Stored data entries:
---------------

PR #25948, opened 2026-08-09
test(python): cover malformed network log fallback

### LINKED ISSUE #25895: test(python): cover malformed network-log target fallback
## Problem and evidence

`crates/runner/mitm-addon/src/http_network_log.py` treats URL parsing and authority access as diagnostic work: if deriving a host or port raises `ValueError`, it falls back to `flow.request.pretty_host` and `flow.request.port` as one consistent pair. Authority-validation denials call this path before they install the local 403 response and later write the network log.

The existing authority-validation integration coverage only produces parseable fallback URLs. A malformed transparent destination such as `target.example:not-a-port` can produce `https://target.example:not-a-port/path` when an HTTPS request is denied for missing SNI. Accessing that URL's parsed port raises `ValueError`. Without the fallback, the request hook raises before completing the denial; with a partial fallback, the diagnostic target can mix the parsed host with the request port.

The branch is currently unprotected: changing the handler to re-raise still leaves the existing mitm-addon suite green.

## Decision

Proceed with integration coverage at the authority-validation request-hook boundary. Do not add a separate helper-level unit test or mock `urllib.parse`; the real hook can deterministically exercise the `ValueError` path with a real mitmproxy flow and verify all observable consequences.

## Chosen direction

Add one focused case to `test_request_handler_authority_validation.py` that:

- uses a malformed transparent request host that yields a non-numeric URL port;
- uses a distinct request `Host` value so the expected fallback host cannot be confused with the partially parsed host;
- invokes the real `mitm_addon.request()` and `mitm_addon.response()` hooks;
- asserts the 403 denial, firewall metadata, preserved diagnostic URL, atomic request host/port fallback, and persisted network-log entry.

This single boundary test fails if `ValueError` is re-raised or if only one member of the host/port pair falls back.

## Alternatives considered

- **Direct tests for `fallback_host_port()` / `set_target_from_url()`:** narrower but coupled to internal helpers and redundant once the real request/response boundary covers the branch and its security-relevant outcome.
- **Mocking `urllib.parse.urlparse` or parsed-result properties:** can manufacture every theoretical exception source, but tests Python internals and mock orchestration rather than a request the addon can receive.
- **Changing production parsing:** no production defect is currently demonstrated; this issue is specifically an unprotected fallback contract.

## Risks and mitigations

- The malformed host setup could become unrealistic if it used a mock flow. Use the shared real-flow fixture so mitmproxy's actual `host`, `pretty_host`, URL, metadata, and response semantics are exercised.
- No runtime code, protocol, schema, or deployment behavior changes, so production performance and compatibility are unaffected.

## Acceptance criteria

- A deterministic authority-validation integration test reaches the real `ValueError` fallback using a malformed URL with a non-numeric port.
- The denial still returns 403 and records the expected firewall decision and error.
- The original malformed diagnostic URL is preserved unchanged.
- Both network-log host and port come from the request fallback pair; the host is deliberately distinct from the partially parsed URL host.
- The response hook persists a network-log entry with the same URL, host, port, denial action, and status.
- The test fails if the `ValueError` handler re-raises or falls back only one field.

seven332:
## Summary

- exercise the malformed network-log target fallback through the real authority-validation request hook
- verify a missing-SNI denial still returns 403 and falls back host and port as one request-derived pair
- verify the response hook persists the unchanged malformed URL and denial target to the network log

## Scope

Test-only change. No production source, schema, API, protocol, dependency, deployment, or compatibility behavior changes.

## Validation

- `uv lock --check`
- `uv sync --locked`
- `uv run --no-sync python -m pytest tests/test_request_handler_authority_validation.py` (21 passed)
- `uv run --no-sync python -m pytest tests/` (5157 passed)
- mutation checks: re-raising `ValueError` and retaining the parsed host while only falling back the port both fail the new test

Closes #25895

### DIFF
--- a/crates/runner/mitm-addon/tests/test_request_handler_authority_validation.py
+++ b/crates/runner/mitm-addon/tests/test_request_handler_authority_validation.py
@@ -117,6 +117,52 @@ async def test_authority_validation_deny_response_logs_network_target(
     assert metadata_keys.HTTP_REQUEST_START_MONOTONIC not in flow.metadata
 
 
+async def test_authority_validation_deny_logs_malformed_fallback_target(
+    tmp_path, real_flow, mitm_ctx, fake_firewall_headers, headers
+):
+    reg_path = _write_github_firewall_registry(tmp_path)
+    fallback_url = "https://target.example:not-a-port/repos"
+    flow = real_flow(
+        with_response=False,
+        client_ip="10.200.0.5",
+        host="target.example:not-a-port",
+        sni="",
+        path="/repos",
+        request_headers=headers(("Host", "request.example")),
+    )
+
+    with (
+        mitm_ctx(registry_path=str(reg_path), api_url="https://api.vm0.ai"),
+        fake_firewall_headers() as auth_fetch,
+    ):
+        await mitm_addon.request(flow)
+
+    assert flow.response is not None
+    assert flow.response.status_code == 403
+    body = json.loads(flow.response.content)
+    assert body["error"] == "missing_sni"
+    auth_fetch.assert_not_called()
+    assert flow.metadata[metadata_keys.FIREWALL_ACTION] == "DENY"
+    assert flow.metadata[metadata_keys.FIREWALL_ERROR] == "missing_sni"
+    assert flow.metadata[metadata_keys.ORIGINAL_URL] == fallback_url
+    assert flow.metadata[metadata_keys.NETWORK_LOG_TARGET] == {
+        "url": fallback_url,
+        "host": "request.example",
+        "port": 443,
+    }
+
+    with mitm_ctx():
+        mitm_addon.response(flow)
+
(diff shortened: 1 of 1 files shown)


seven332:
## Code Review: PR #25948

**Reviewed head:** `24569699c0e72a93fcbbdb10f6c861aeb4a49e2f`

### Summary

The new real-flow integration case reaches the malformed diagnostic-port fallback through the authority-validation request hook, proves host and port fall back atomically, and verifies the resulting 403 denial is persisted by the response hook. The PR adds no production fallback or compatibility behavior.

### Findings

No findings.

### Testing

Lock/sync validation, Ruff format/lint, BasedPyright, the 21-test authority-validation file, and all 5,157 mitm-addon tests passed. Both exception re-raise and port-only fallback mutations fail the new case as intended. Live mitmdump interception was not run; the repository's addon integration guidance uses real `HTTPFlow` hook coverage for this boundary.

### Verdict

LGTM

Issue #25352, opened 2026-08-06
chore(db): drop legacy custom connector revision state


seven332:
## Background

Parent: #25312

The preceding cleanup slices removed every executable dependency on Custom connector definition revisions, copied grant/OAuth revisions, and run credential snapshot references. The remaining database objects represent dead schema that should be removed rather than retained as permanent technical debt.

This is the final physical contraction slice for the parent objective.

## Dependency and production gate

The gate is satisfied:

- #25351 removed the executable revision and auth-reference behavior.
- #25952 stopped serving API inserts from naming the retired columns implicitly.
- #25952 shipped in `api-v1.411.2` and was successfully deployed to production at 2026-08-09 15:41 UTC.
- The five-minute predecessor request window elapsed before the contraction branch was rebased and published.

No additional rollback or stale-browser window is required; recovery after executable cleanup is roll-forward.

## Scope

- Drop `org_custom_connectors.revision` and its check constraint.
- Drop `user_custom_connectors.connector_revision`.
- Drop `connector_oauth_states.connector_revision`.
- Drop `agent_run_custom_connector_auth_refs` and its dependent indexes/constraints.
- Remove the corresponding current Drizzle declarations and aggregate export.
- Remove #25952's temporary insert targets and restore all affected writes to the contracted canonical tables.
- Preserve immutable historical migration files; add one new forward-only contraction migration.
- Verify no current source, generated artifact, test fixture, or deployment workflow references the removed objects.

## Deployment boundary

This migration is intentionally separate from executable cleanup. Both the newly promoted preparation API and its predecessor are independent of the removed schema. Recovery after contraction is roll-forward or explicit schema restoration, not deployment of an old binary.

## Acceptance criteria

- [x] Fresh database reset succeeds through the full immutable migration history.
- [x] Incremental migration from the production-compatible pre-contraction schema succeeds.
- [ ] Production migration smoke passes at release time.
- [x] PostgreSQL catalog inspection shows no dependent constraints, indexes, views, functions, or foreign keys left behind.
- [x] Current Drizzle schema and executable source contain none of the removed columns/table.
- [x] Relevant API integration tests pass against the contracted schema.
- [ ] #25312's final cleanup acceptance criteria are satisfied after this PR merges and the release gate passes.

seven332:
## Challenge Review: Framing

**Checkpoint:** `framing`
**Outcome:** `proceed`

[...]

Issue #25351, opened 2026-08-06
refactor(connectors): remove custom connector revision compatibility paths


seven332:
## Background

Parent: #25312

The current-state Custom connector producers and generalized Builtin/Custom consumers are now merged. The repository still contains the pre-cutover revision, credential-snapshot, refresh, and omission-compatibility paths alongside the final stable-ID lifecycle. Keeping both mechanisms makes executable behavior ambiguous, preserves stale credential snapshots, and blocks physical schema cleanup in #25352.

This slice removes all executable compatibility while intentionally retaining the physical legacy database columns and table for one additional API deployment and drain boundary.

## Evidence

- Run creation still writes five-hour `agent_run_custom_connector_auth_refs` snapshots, and `/firewall/auth` can still read them as a fallback beside current stable-ID auth resolution.
- Custom definition, grant, and OAuth code still reads or writes copied revisions even though current runtime identity is `customConnectorId` and credential compatibility is `storageVersion`.
- Both the legacy network-policy refresh protocol and the tagged connector-runtime synchronization protocol remain executable.
- Runner and API contracts still accept successful Custom runtime results without explicit routing inputs and matched firewall-auth requests without the final identity/routing context.
- `customConnectorResponse.storageVersion` remains optional even though the current API always returns it, leaving a Platform-only missing-response branch.
- The temporary version-`1` credential-parent transition trigger remains installed after current writers stopped depending on it.
- `chk_connector_oauth_states_custom_revision` still requires a copied revision for every Custom OAuth state, so current writers cannot stop producing the field until a forward migration removes that executable constraint.
- Whole-row Drizzle selections and returning projections can emit legacy columns without naming them at the business-logic call site.

## Decision

Remove the executable compatibility paths in one coherent cleanup PR, then remove the physical legacy schema in #25352 after this cleanup API has been promoted and its predecessor has drained.

No rollback window or stale-browser window is required. The service will not roll back to pre-cutover API or runner builds after cleanup promotion. Already-loaded old Platform code remains compatible with the new API because additional response fields are ignored and create/update request `storageVersion` remains optional as final server-inference behavior. The only required safety boundary is active old process drain.

Implementation may be prepared before that boundary. Merge and production deployment must wait until the current producers are active and all API and runner processes capable of emitting or consuming the legacy shapes have drained.

## Chosen direction

- Use one explicit current Custom connector database projection that excludes the legacy definition revision, and apply it to every current select and returning path.
[...]

Issue #25312, opened 2026-08-05
fix(connectors): align custom connector lifecycle with builtin connectors


seven332:
## Summary

Align the Custom connector lifecycle with Builtin connectors by reusing the same lifecycle concepts and shared machinery where their behavior is equivalent, without inventing a Custom-only revision, auth owner, credential digest, cache generation, or runtime admission model.

Stable `customConnectorId` identifies grants and active runtime targets. `storageVersion` has one narrow meaning: whether persisted member credentials can be interpreted by the connector's current storage contract. Source-specific authority remains separate where it is genuinely different: Builtin definitions come from the catalog, while Custom definitions, routing, permissions, and OAuth configuration come from organization-owned database state.

The functional delivery is complete. A post-merge source audit found two stale first-admission descriptions under #26835, so that child is temporarily reopened for one focused, non-behavioral cleanup PR. This parent remains open until that PR lands and the final source search is clean.

### Identity, credentials, and public status

- Agent grants use stable connector identity and do not copy definition or storage revisions.
- Manual and OAuth Custom connections reuse the shared `connectors` parent and a positive, monotonic, definition-owned `storageVersion`.
- `storageVersion` is only a persisted credential compatibility boundary. It is not a firewall version, authorization version, target version, or cache generation.
- Public connection status remains strict: stored `needsReconnect`, incompatible storage, missing required material, or an expired non-refreshable credential is reported as disconnected.
- Public status and runtime recoverability are intentionally distinct, matching Builtin behavior. A current, storage-compatible OAuth connection whose configured auth method supports refresh can remain runtime-recoverable even while public status requires reconnect.

### Future-run admission

- Agent grants select which Builtin or Custom connectors may be considered.
- A manual Custom connector enters a new run only with current compatible credentials and complete, validated routing inputs.
- A refresh-capable Custom OAuth connector may enter a new run when its definition and storage are current and routing is valid, even if stored state says reconnect is required. Run creation does not eagerly call the OAuth provider or decrypt token material; a matched `/firewall/auth` request performs locked live recovery.
- Missing refresh material and terminal provider rejection remain reconnect-required and fail closed. Transient provider failures remain upstream failures. Non-refreshable reconnect-required connections are omitted.
- Reconnection or credential repair affects later runs; it never dynamically expands a run that started without the target.
- Connector skills remain selected from the agent grant and definition, matching the existing Builtin skill boundary.

### Active pinned targets

[...]

PR #25953, opened 2026-08-09
refactor(db): isolate custom connector insert columns

### LINKED ISSUE #25952: refactor(db): stop implicit legacy custom connector column inserts
## Background

Parent: #25312

Blocks: #25352

#25351 removed explicit reads, writes, whole-row selections, and `RETURNING` projections for the retired Custom connector revision fields. During #25352 self-review, one remaining implicit dependency was found: Drizzle PostgreSQL `buildInsertQuery` enumerates every insertable column declared on the target table and emits `DEFAULT` for omitted values.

---------------

Prompt: Which lines above run from the one containing "fix(connectors): align custom" to the one containing "or cache generation."? Give them again exactly, both ends included.

The completed task:
fix(connectors): align custom connector lifecycle with builtin connectors


seven332:
## Summary

Align the Custom connector lifecycle with Builtin connectors by reusing the same lifecycle concepts and shared machinery where their behavior is equivalent, without inventing a Custom-only revision, auth owner, credential digest, cache generation, or runtime admission model.

Stable `customConnectorId` identifies grants and active runtime targets. `storageVersion` has one narrow meaning: whether persisted member credentials can be interpreted by the connector's current storage contract. Source-specific authority remains separate where it is genuinely different: Builtin definitions come from the catalog, while Custom definitions, routing, permissions, and OAuth configuration come from organization-owned database state.

The functional delivery is complete. A post-merge source audit found two stale first-admission descriptions under #26835, so that child is temporarily reopened for one focused, non-behavioral cleanup PR. This parent remains open until that PR lands and the final source search is clean.

### Identity, credentials, and public status

- Agent grants use stable connector identity and do not copy definition or storage revisions.
- Manual and OAuth Custom connections reuse the shared `connectors` parent and a positive, monotonic, definition-owned `storageVersion`.
- `storageVersion` is only a persisted credential compatibility boundary. It is not a firewall version, authorization version, target version, or cache generation.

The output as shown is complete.